In Lion, Address Book has been radically redesigned. For starters, it has been made to look like a traditional leather-and-paper address book: Pages fan out from a center with faux stitching and shadowing; they seem to be bound by a brown leather cover. The app now looks a lot like the Contacts app on the iPad.
Those pages have a purpose: They separate two distinct views of your contacts. In OS X 10.6, you had a window with three panes—Group, Name, and Card. Double-click on a name in that middle column and that card would pop up in a window of its own. In Lion, following the book visual metaphor, Address Book breaks that into two sets of “pages”: One shows you a list of your groups on the left and a list of contacts on the right; click on a contact in that list (or click on the red-ribbon page-marker) and the page turns. In that second view, you see your contacts list on the left and individual contacts on the right; click on a contact in the list on this page and you get a pop-up window with that contact.
When viewing a contact (either as a page in the book or as one of those pop-out windows), there’s now a Share button next to the Edit button. Click Share and it will open a new e-mail message in Mail with that contact’s vCard attached. In the past, you’d drag a card from Address Book directly into Mail to share that vCard; you can still do that in Lion.
Like other Lion apps, you can resize Address Book by clicking and dragging on any corner or any side. But unlike some of the other apps that are bundled with Lion, Address Book doesn’t offer a full-screen mode.
Faces
If you like to match faces with names, the new Address Book can now pull pictures of your contacts from your iPhoto library. Double-click on the picture box on a card, then click on the Import Face From iPhoto button in the lower left corner. You’ll be presented with a grid showing up to eight faces associated with that name in iPhoto—complete with dates those shots were taken—with the current contact photo (if any) in the middle. If you have more than eight photos of a contact, you can use arrows at the bottom of the photo pop-up window to scroll through the others.
Note that if you use Aperture, you’re not out of luck. Though Apple specifically names iPhoto on that button, if you’ve tagged faces in Aperture you can use those too. In fact, if you use both iPhoto and Aperture and have Faces enabled in each, Address Book will show you all faces for a particular person, regardless of which library they’re in.
Find a picture you like, click on it, and then you get the standard picture window in which you can pan and zoom the image, apply effects, then choose it with a click of the Set button.
New fields
Acknowledging the importance of social networking, Apple has added two new fields to Address Book. The first is Twitter. Add a contact’s Twitter account name (Address Book takes care of the @ symbol automatically) to it, and you can then click on the word Twitter to bring up a pop-up menu. Click on View Profile on that menu, and Address Book will launch the official Twitter Mac app (if you have it installed) and take you to that person’s profile. Click on Send Tweet instead and it opens Twitter with a new message to that contact.
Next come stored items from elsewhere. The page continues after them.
PR #3203, opened 2022-04-17
fix(NODE-4108): improve return type for `withTransaction()`

vkarpov15:
### Description

The `withTransaction()` function signature implies that `withTransaction()` returns the same value that the user-provided callback returns. But that isn't the case, it always returns something like this:

```
{
  ok: 1,
  '$clusterTime': {
    clusterTime: new Timestamp({ t: 1650213729, i: 1 }),
    signature: {
      hash: new Binary(Buffer.from("0000000000000000000000000000000000000000", "hex"), 0),
      keyId: 0
    }
  },
  operationTime: new Timestamp({ t: 1650213729, i: 1 })
}
```

Reported in https://github.com/Automattic/mongoose/issues/9919

#### What is changing?

Function signature for `withTransaction()`

### DIFF
--- a/src/sessions.ts
+++ b/src/sessions.ts
@@ -467,10 +467,10 @@ export class ClientSession extends TypedEventEmitter<ClientSessionEvents> {
    * @param fn - A lambda to run within a transaction
    * @param options - Optional settings for the transaction
    */
-  withTransaction<T = void>(
-    fn: WithTransactionCallback<T>,
+  withTransaction(
+    fn: WithTransactionCallback<void>,
     options?: TransactionOptions
-  ): ReturnType<typeof fn> {
+  ): Promise<void> {
     const startTime = now();
     return attemptTransaction(this, startTime, fn, options);
   }


src/sessions.ts
```diff
@@ -467,10 +467,10 @@ export class ClientSession extends TypedEventEmitter<ClientSessionEvents> {
    * @param fn - A lambda to run within a transaction
    * @param options - Optional settings for the transaction
    */
-  withTransaction<T = void>(
-    fn: WithTransactionCallback<T>,
+  withTransaction(
+    fn: WithTransactionCallback<void>,
     options?: TransactionOptions
-  ): ReturnType<typeof fn> {
+  ): Promise<void> {
```
nbbeeken, line 473: Even though the return type is meant to be an internal command result we should reflect what's actually returned here and we can fix this in the next major version. This function will return the command result if the transaction commits successfully, it will throw if it aborts and it will return undefined if it's aborted manually within the user provided function, so it's important that the result at least demonstrate that it can be truthy or not under the right circumstance. 
So we should put the type in here that matches the actual result from the function, and add tests to prevent a regression.

nbbeeken (changes requested):
It just so happens a ticket to fix this work was next up on our scheduled queue, let me know if it would be easier for you if I took on making the changes mentioned:

nbbeeken:
https://github.com/mongodb/node-mongodb-native/pull/3236

PR #3205, opened 2022-04-18
chore(NODE-3723): add node 16 to ci

nbbeeken:
#### What is changing?

Adds Node 16 to the matrix, removes unused test tasks. Node 18 will be added in a follow up

New node new me


nbbeeken:
In the most recent run I forgot to check off 16 it should be running now. it has passed in the previous commits already though. We currently use 12 by default, we should keep it that way I think

baileympearson (approved):

durran (approved):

The second new field is called Profile. It gives you the option of adding profile names for Facebook, LinkedIn, Flickr, or MySpace user (as well as Twitter, again). If you pick Facebook from the pop-up menu then enter a Facebook username (the thing that appears at the end of the URL when you visit someone’s profile page), you can then click on the word Facebook and select View Profile (takes you to the user’s profile page in Safari) or View Photos (takes you to that person’s photo page). For Flickr accounts, the pop-up gives you a single View Photostream option that opens in a browser. LinkedIn and MySpace offer View Profile alone.
There’s also a Custom option when picking which service to use, so you could enter, say, someone’s Ping account name. But if you click on those customer profiles, nothing will happen.
As you begin to add an address for a chosen service (LinkedIn, say) in Edit mode, Address Book automatically inserts another entry (for Twitter, which is first on the list); that’s meant to make it easy to add as many social networking profiles as you want for a contact without having to manually add the field numerous times.
Other changes
Apple says Address Book offers improved syncing with Yahoo contacts. Changes made to contacts are immediately reflected in both Address Book and in your Yahoo address book, and you can view just your Yahoo contacts by selecting Yahoo from the Groups page.
You can now add birthdays to contacts without having to include the year. (Useful for contacts who don’t like to share their ages, perhaps). But when you do add a year, the upcoming age now shows up in your iCal Birthday calendars.
You can start a FaceTime call from Address Book by clicking on the label (Home, Work, and so on) next to an email address and choosing FaceTime from the pop-up menu. You can do the same thing currently in Snow Leopard, but I’m guessing that Apple is touting this feature out as new because FaceTime comes as part of Lion, rather than as a separate Mac App Store download; all Lion users will be able to use it.